Tolerance Can Be Inherited
When the brain perceives drug abuse to be a permanent change in its environment, it prompts both ever-increased tolerance, but also can cause genetic change in response. That genetic change means that tolerance can be inherited.
Addiction researchers have found that alcoholics’ brains contain significantly fewer D2 dopamine receptors than normal drinkers. This suggested that alcohol abuse caused a defensive reaction to dopamine overstimulation: reducing the number of receptors available to dock with dopamine, the Reward System’s primary neurotransmitter. Shrinking the number of receptors makes the system less efficient, blunting drug-induced overstimulation. That’s the explanation for how tolerance develops.

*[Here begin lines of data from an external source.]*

PR #1902, opened 2023-06-19
Temporary rake task to update the redirect for an archived specialist topic

hannako:
A specialist topic was archived and redirected to the wrong page. This task allows us to update it. 
See commit message for implementation details

https://trello.com/c/ClsVzfXo/1867-change-redirect-of-1-archived-specialist-topic-page

### DIFF
--- a/lib/tasks/publishing_api.rake
+++ b/lib/tasks/publishing_api.rake
@@ -84,4 +84,36 @@ namespace :publishing_api do
     )
     puts "Links patched for root page..."
   end
+
+  desc "Update redirect for an archived tag"
+  task :update_redirect, %i[content_id new_redirect_path] => :environment do |_task, args|
+    new_redirect_path = args[:new_redirect_path]
+    unless new_redirect_path.present? && new_redirect_path.starts_with?("/")
+      raise "new_redirect_path is missing or invalid"
+    end
+
+    if Services.content_store.content_item(new_redirect_path)
+      tag = Tag.find_by(content_id: args[:content_id])
+
+      raise "No tag can be found for that content id" if tag.blank?
+
+      raise "This task can only be used for archived topics" unless tag.state == "archived" && tag.type == "Topic"
+
+      puts "Updating redirect for #{tag.title}"
+      puts "From: '#{tag.redirect_routes.pluck(:to_base_path).uniq.first}'"
+      puts "To: '#{new_redirect_path}'"
+
+      redirects = tag.redirect_routes
+
+      redirects.each do |redirect|
+        redirect.update!(to_base_path: new_redirect_path)
+      end
+
+      tag.reload
+      presenter = ArchivedTagPresenter.new(tag)
+      ContentItemPublisher.new(presenter).send_to_publishing_api
+
+      puts "Task complete"
+    end
+  end
 end
--- a/spec/lib/tasks/publishing_api_spec.rb
+++ b/spec/lib/tasks/publishing_api_spec.rb
@@ -1,5 +1,6 @@
 require "rails_helper"
 require "gds_api/publishing_api/special_route_publisher"
+require "gds_api/test_helpers/content_store"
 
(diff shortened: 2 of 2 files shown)


Tetrino (approved):

lib/tasks/publishing_api.rake
```diff
@@ -84,4 +84,35 @@ namespace :publishing_api do
...
     puts "Links patched for root page..."
   end
+
+  desc "Update redirect for an archived tag"
+  task :update_redirect, %i[content_id new_redirect_path] => :environment do |_task, args|
+    unless args[:new_redirect_path].present? && args[:new_redirect_path].starts_with?("/")
+      raise "new_redirect_path is missing or invalid"
+    end
+
+    if Services.content_store.content_item(args[:new_redirect_path])
```
sivsubra-tw, line 94: Hi, is it helpful to extracting this out to a Boolean function so that we know what the content_item function is doing with the new_redirect_path?

lib/tasks/publishing_api.rake
```diff
@@ -84,4 +84,35 @@ namespace :publishing_api do
...
+      tag = Tag.find_by(content_id: args[:content_id])
+
+      raise "No tag can be found for that content id" if tag.blank?
+
+      raise "This task can only be used for archived topics" unless tag.state == "archived" && tag.type == "Topic"
```
sivsubra-tw, line 99: Is it helpful to add the states and types to an enum?

lib/tasks/publishing_api.rake
```diff
@@ -84,4 +84,35 @@ namespace :publishing_api do
...
+
+      puts "Updating redirect for #{tag.title}"
+      puts "From: '#{tag.redirect_routes.pluck(:to_base_path).uniq.first}'"
+      puts "To: '#{args[:new_redirect_path]}'"
```
sivsubra-tw, line 103: Is it worth extracting the args[:new_redirect_path] into a separate variable as it is being used multiple times?

spec/lib/tasks/publishing_api_spec.rb
```diff
@@ -21,3 +22,69 @@
...
+
+    it "raises an error if we attempt to update the url of a published tag" do
+      stub_content_store_has_item(valid_redirect_url)
+
+      create(:topic, content_id: published_content_id)
+      expected_message = "This task can only be used for archived topics"
+
+      expect { Rake::Task["publishing_api:update_redirect"].invoke(published_content_id, valid_redirect_url) }.to raise_error(expected_message)
+    end
+  end
```
sivsubra-tw, line 89: Is it worth adding another test for when tag type is not Topic?

lib/tasks/publishing_api.rake
hannako: Thanks for the review Siva!

This is just a quick way for us to see if a valid redirect path has been provided. It could just be a `Services.content_store.content_item(args[:new_redirect_path])` without being called as part of an `if`. It's just so that if the content store does not have a valid content item, this line will raise an error and halt the rake task.

Given more time, and a longer term need for this task, I would have liked to create a `redirect` object and include the [valid_govuk_path_validator](https://github.com/alphagov/collections-publisher/blob/main/app/validators/valid_govuk_path_validator.rb). But as time is short and we are removing the code once the task has been run, I've just copied the validation code into this rake task as a quick fix.

Hope that makes sense and you're happy to leave as it is?

lib/tasks/publishing_api.rake
hannako: Unless you feel strongly, as this is a temporary task which I will remove shortly I would probably lean towards leaving as it is! Is that OK with you?

lib/tasks/publishing_api.rake
sivsubra-tw: Sounds good, thank you!

PR #1903, opened 2023-06-20
Revert "Temporary rake task to update the redirect for an archived specialist topic"

hannako:
This task has now been run on production and can be removed. If we want to support this functionality more permanently, we should improve the validation on the redirect content item.

https://trello.com/c/UUhob9oc/1870-remove-temporary-rake-task-in-email-alert-api-and-collections-publisher

Reverts alphagov/collections-publisher#1902


sivsubra-tw (approved):
LGTM 👍 Thank you for removing the now-redundant code!

PR #1956, opened 2023-08-31
Add erb-lint to Collections Publisher

anatron:


app/views/topics/show.html.erb
cynthia-anya, line 1: Linter has added "noopener" keyword to the "rel" attribute. This unsets the Window.opener property and has the same behaviour as target="_blank".

cynthia-anya (approved):
All looks as expected.
'rel: "noopener"' was added to a link, but this is shouldn't be an issue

Subsequent experiments supported this hypothesis. Monkeys allowed to self-administer cocaine for a year had a 15-20% decrease in receptors. (Nine months after the monkeys stopped being given cocaine, three returned to normal, while two did not, indicating that for those two the change was permanent.1)Similarly, tests of former methamphetamine addicts and a control group who had not used the drug found that dopamine transporters in a part of the reward system were on average 24% lower in the users.2
However, later studies demonstrated that having fewer D2 receptors wasn’t only caused by drug abuse: it was found in rats who hadn’t been given any drugs. So-called “impulsive” rats had significantly fewer dopamine receptors than a less impulsive control group: they inherited it. They were also more likely to self-administer intravenous cocaine than normal rats, if given the chance.3
Subsequently, people were also found to have been born with this D2 difference. In other words, like the impulsive rats, they inherited the condition, indicating that their genetic code programmed fewer numbers of D2 receptors even though they hadn’t abused drugs.
Dr. Ernest P. Noble, a professor at UCLA, says people with this altered D2 genetic makeup experience life less intensely because the neurons in their Reward Systems are innately under-stimulated. They self-medicate to compensate, he says.4 These people describe their first drug-taking experience as filling a hole they’d always felt. They often reported the first time they felt normal was after their first drink or drug, Dr. Noble added.5 This is a direct echo of stories often heard at 12-Step meetings by people who used alcohol or drugs addictively right from the beginning of their use. (For more on this subject, click on Are Some People Born Addicts?)
Conversely, a genetic variation which elevates the numbers of D2 receptors provides protection against addiction even for those at high risk from other factors. In one study, the number of D2 receptors was compared between two groups of non-alcoholics: those with a family history of alcoholism and those without. (Researchers couldn’t study active alcoholics because, as noted, alcohol abuse itself causes a decrease in the number of D2 receptors). Members of the first group were considered at high risk of alcoholism but hadn’t succumbed to it and researchers wondered why. They found that this high-risk group had 10% more D2 receptors than their low-risk counterparts, which compensated for their higher risk. Personality tests revealed that “those individuals who had the highest level of dopamine D2 receptors were those who were extroverted and more motivated by positive rewards. This held true for both individuals with and without a family history of alcoholism.”6 In other words, people motivated by normal positive rewards don’t need the boost that drugs provide.
Thus, genetic makeup can have profound impacts on the risk of addiction. Some people, like those with genes that engineer fewer D2 receptors in their Reward Systems, are at higher risk. Those with the opposite genetic makeup,which produces greater numbers of D2 receptors, have lesser risk.
Treatments are currently being studied in animals to reverse D2-receptor deficiency in order to lessen the risk of addiction. For example, researchers delivered the D2 gene directly into the Reward System of rats who were bred to be heavy drinkers. They gave up drinking, experiencing an “alcoholism-quenching” effect, according to researcher Dr. Peter Thanos at the Brookhaven National Laboratory.7 Whether this type of gene therapy might work in humans has yet to be determined.